Thunder includes utilities for loading and saving different formats, classes for working with distributed spatial and temporal data, and modular functions for time series analysis, factorization, and model fitting. Analyses can easily be scripted or combined. It is written against Spark's Python API (Pyspark), making use of scipy, numpy, and scikit-learn.
This README contains basic info on installation and usage and how to get help. See the complete documentation for more details, tutorials, and API references. We also maintain separate development documentation for reference if you are running on Thunder's master branch.
Thunder is designed to run on a cluster, but local testing is a great way to learn and develop. Many computers can install it with just a few simple steps.
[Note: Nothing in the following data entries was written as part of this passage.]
PR #49332, opened 2026-06-25
[chore] : [receiver/prometheusreceiver] Log scrape failure error reason when scraping fails

vishalmore90:
## Prometheus Scrape Failure Reason Logging

When the Prometheus receiver fails to scrape a target, it currently logs a generic warning statement without detailing the reason for the failure. This PR retrieves the scrape target from context when the `up` metric value is `0.0`, fetches the `LastError()`, and prints it as a structured log error.

#### [transaction.go](file:///c:/Users/Vishal/Code_File/Repo%20Folder/opentelemetry-collector-contrib/receiver/prometheusreceiver/internal/transaction.go)
- Updated `addSampleDatapoint` to fetch target information using `scrape.TargetFromContext(t.ctx)` when the `up` metric is reported as `0.0`.
- Inspected the target's last error via `target.LastError()`.
- Logged the warning with `zap.Error` when a scrape failure reason is available.

#### [transaction_test.go](file:///c:/Users/Vishal/Code_File/Repo%20Folder/opentelemetry-collector-contrib/receiver/prometheusreceiver/internal/transaction_test.go)
- Added the unit test `TestTransactionAppendFailedScrapeWithReason` to verify that the logged warning contains the correct scrape failure error message.
- Imported the standard `"errors"` package to construct errors in tests.

## Testing

Added a new unit test `TestTransactionAppendFailedScrapeWithReason` inside `receiver/prometheusreceiver/internal/transaction_test.go` verifying that the error reason is correctly logged.
### Automated Tests
Ran the unit tests in `receiver/prometheusreceiver/internal` package:
```powershell
go test -v ./internal/... -run TestTransactionAppendFailedScrapeWithReason
```
All tests compiled and passed successfully.

PR #49335, opened 2026-06-26
[receiver/prometheusreceiver] add scrape_url field to failed scrape log entry

### LINKED ISSUE #49331: Log line for failed scrape does not provide reason
When otelcol fails to scrape a target, it prints out a log line like this:

```
2026-06-25T11:01:28.842Z        warn    internal/transaction.go:150     Failed to scrape Prometheus endpoint    {"resource": {"service.instance.id": “…”, "service.name": "otelcol", "service.version": "0.130.0"}, "otelcol.component.id": "prometheus/cos-agent/opentelemetry-agent-host/8", "otelcol.component.kind": "receiver", "otelcol.signal": "metrics", "scrape_timestamp": 1782385278840, "target_labels": "{__name__=\"up\", instance=\”re.da.ct.ed\”, job=\"hardware-observer_0_default\", juju_application=\"hardware-observer\", juju_model=\"openstack\", juju_model_uuid=\”…\”, juju_unit=\"hardware-observer/4\"}"}
```

In prometheus `/api/v1/targets` for comparison, there is a reason for scrape failure.

Would it be possible to include the failure reason in that log line?

Code ref:
https://github.com/open-telemetry/opentelemetry-collector-contrib/blob/110af321d84c4e3f968a1045b4a0d4d576a25b66/receiver/prometheusreceiver/internal/transaction.go#L121-L131

liketosweep:
## Description

`receiver/prometheusreceiver`: When the Prometheus `up` metric is `0` (i.e. a scrape failed), the warning log line at `internal/transaction.go` did not include the target URL, making it difficult to identify which endpoint was unreachable. This PR adds a `scrape_url` field to that log entry by resolving the target from the scrape context via `scrape.TargetFromContext`. If no target is present in context, the field is logged as an empty string so the field is always present and the call never panics.

Before:
```
warn internal/transaction.go:150  Failed to scrape Prometheus endpoint  {"scrape_timestamp": 1234, "target_labels": "..."}
```

After:
```
warn internal/transaction.go:150  Failed to scrape Prometheus endpoint  {"scrape_url": "http://localhost:9090/metrics", "scrape_timestamp": 1234, "target_labels": "..."}
```

## Link to tracking issue

Fixes #49331

## Testing

- Added `TestTransactionAppendUpMetricZeroLogsURL`: asserts that `scrape_url` is logged with the full resolved URL (`http://localhost:9090/metrics`) when a well-formed target is in context.
- Added `TestTransactionAppendUpMetricZeroNoTarget`: asserts that `scrape_url` is always present in the log entry even when the target in context has no scheme or address, and that `tr.Append` does not error in that case.

```
go test ./internal/... -run TestTransactionAppend -v
--- PASS: TestTransactionAppendUpMetricZeroLogsURL (0.00s)
--- PASS: TestTransactionAppendUpMetricZeroNoTarget (0.00s)
PASS
```

## Authorship

- [ x] I, a human, wrote this pull request description myself.

### DIFF
--- a/receiver/prometheusreceiver/internal/transaction.go
+++ b/receiver/prometheusreceiver/internal/transaction.go
@@ -125,18 +125,23 @@ func (t *transaction) addSampleDatapoint(rKey resourceKey, ls labels.Labels, met
 	if metricName == scrapeUpMetricName && val != 1.0 && !value.IsStaleNaN(val) {
 		if val == 0.0 {
 			scrapeURL := ""
+			var scrapeErr error
 			if target, ok := scrape.TargetFromContext(t.ctx); ok {
 				scrapeURL = target.URL().String()
+				scrapeErr = target.LastError()
 			}
-			t.logger.Warn("Failed to scrape Prometheus endpoint",
-				zap.String("scrape_url", scrapeURL),
-				zap.Int64("scrape_timestamp", atMs),
-				zap.Stringer("target_labels", ls))
-		} else {
-			t.logger.Warn("The 'up' metric contains invalid value",
-				zap.Float64("value", val),
-				zap.Int64("scrape_timestamp", atMs),
-				zap.Stringer("target_labels", ls))
+			if scrapeErr != nil {
+				t.logger.Warn("Failed to scrape Prometheus endpoint",
+					zap.String("scrape_url", scrapeURL),
+					zap.Error(scrapeErr),
+					zap.Int64("scrape_timestamp", atMs),
+					zap.Stringer("target_labels", ls))
+			} else {
+				t.logger.Warn("Failed to scrape Prometheus endpoint",
+					zap.String("scrape_url", scrapeURL),
+					zap.Int64("scrape_timestamp", atMs),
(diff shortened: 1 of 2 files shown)


dashpole:
Isn't most of the url already present in target labels?

liketosweep:
> Isn't most of the url already present in target labels?


`target_labels` only contains public labels like `job` and `instance` `(<host>:<port>)` . The internal labels that encode the scheme (`__scheme__`), path (`__metrics_path__`), and query params are stripped after relabeling and never reach this log call. So the full URL isn't recoverable from what's already logged  target.URL() is the only place that composes all three into a ready-to-use string.Thus I prefer the above . I can just log `instance` if preferred but `scheme ` and `path` may be lost .

dashpole:
This PR doesn't look like it addresses the issue that was reported (logging the failure error).  That was already fixed by https://github.com/open-telemetry/opentelemetry-collector-contrib/pull/49332.  I don't think we need to add the full URL.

If you aren't currently using Python for scientific computing, Anaconda is highly recommended.
-
Download the latest "pre-built for Hadoop 1.x" version of Spark and set an environmental variable
export SPARK_HOME=/your/path/to/spark
-
Install Thunder
pip install thunder-python
-
Start Thunder from the terminal
thunder
from thunder import ICA data = tsc.makeExample("ica") model = ICA(c=2).fit(data)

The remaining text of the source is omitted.